Supplied records below:

PR #300, opened 2021-02-13
ada: use ScrapingToolKit as output

Ptival:
This large refactoring allows us to use the ScrapingToolKit to output
information from the analysis.

In order to not completely scrape away the Turtle output, and allow us
to later make different decisions, I tried to have a layer between the
analysis computing the output and the backend outputting it.

Because we were manipulating a lot of strings, including strings to be
used as keys in Python, strings to be used as keys in the ontology data,
strings to be used as names, ..., I also added 'NewType's that prevent
us from getting these mixed up, at the price of a bit of wrapping or
casting in some places.

Currently the output to Turtle is preserved behind a 'DEBUG_TURTLE'
flag, but it may make sense to either drop it entirely, or put it behind
a command-line argument later.

### DIFF
--- a/ada/ontology.py
+++ b/ada/ontology.py
@@ -4,18 +4,42 @@ from __future__ import annotations
 
 __copyright__ = "Copyright (c) 2020, Galois, Inc."
 
-from enum import Enum
-from typing import List, Optional
+from typing import NewType, Optional, Set
+# from typing_extensions import TypedDict
 from rdflib import Graph, Literal, Namespace, URIRef
 
-FILE = Namespace("http://arcos.rack/FILE#")
-PROV_S = Namespace("http://arcos.rack/PROV-S#")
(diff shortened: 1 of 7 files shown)


glguy:
I'm seeing

```
COMPONENT_TYPE1.csv  COMPONENT_TYPE2.csv  FILE1.csv  FILE2.csv  FORMAT1.csv  FORMAT2.csv  import.yaml
```

generated but I don't see any software components being generated.

Ptival:
There is a `RACK-DATA.xml` that contains `SWCOMPONENT`s, indeed they don't appear in any CSV file.

glguy (approved):
This code is working well for us. We can work on building against the updated ScrapingToolkit as it changes, support multiple concurrent files, but none of that needs to slow down moving forward on this.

End of Supplied records.

_Work required_
Tally up the lines in the preceding listing that contain the string "later". Respond with the number and nothing else.

_Written response_
2